◆ **BRIEF**:
An exact printout of all the entries is required.

BEGIN SUPPLIED DATA

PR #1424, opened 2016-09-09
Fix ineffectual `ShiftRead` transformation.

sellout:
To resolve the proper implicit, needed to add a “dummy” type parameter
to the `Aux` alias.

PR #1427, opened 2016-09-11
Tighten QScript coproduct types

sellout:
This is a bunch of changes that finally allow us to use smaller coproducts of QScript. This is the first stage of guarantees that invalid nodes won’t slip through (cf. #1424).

END SUPPLIED DATA

◆ **RESULT OF THE TASK**:
PR #1424, opened 2016-09-09
Fix ineffectual `ShiftRead` transformation.

sellout:
To resolve the proper implicit, needed to add a “dummy” type parameter
to the `Aux` alias.

PR #1427, opened 2016-09-11
Tighten QScript coproduct types

sellout:
This is a bunch of changes that finally allow us to use smaller coproducts of QScript. This is the first stage of guarantees that invalid nodes won’t slip through (cf. #1424).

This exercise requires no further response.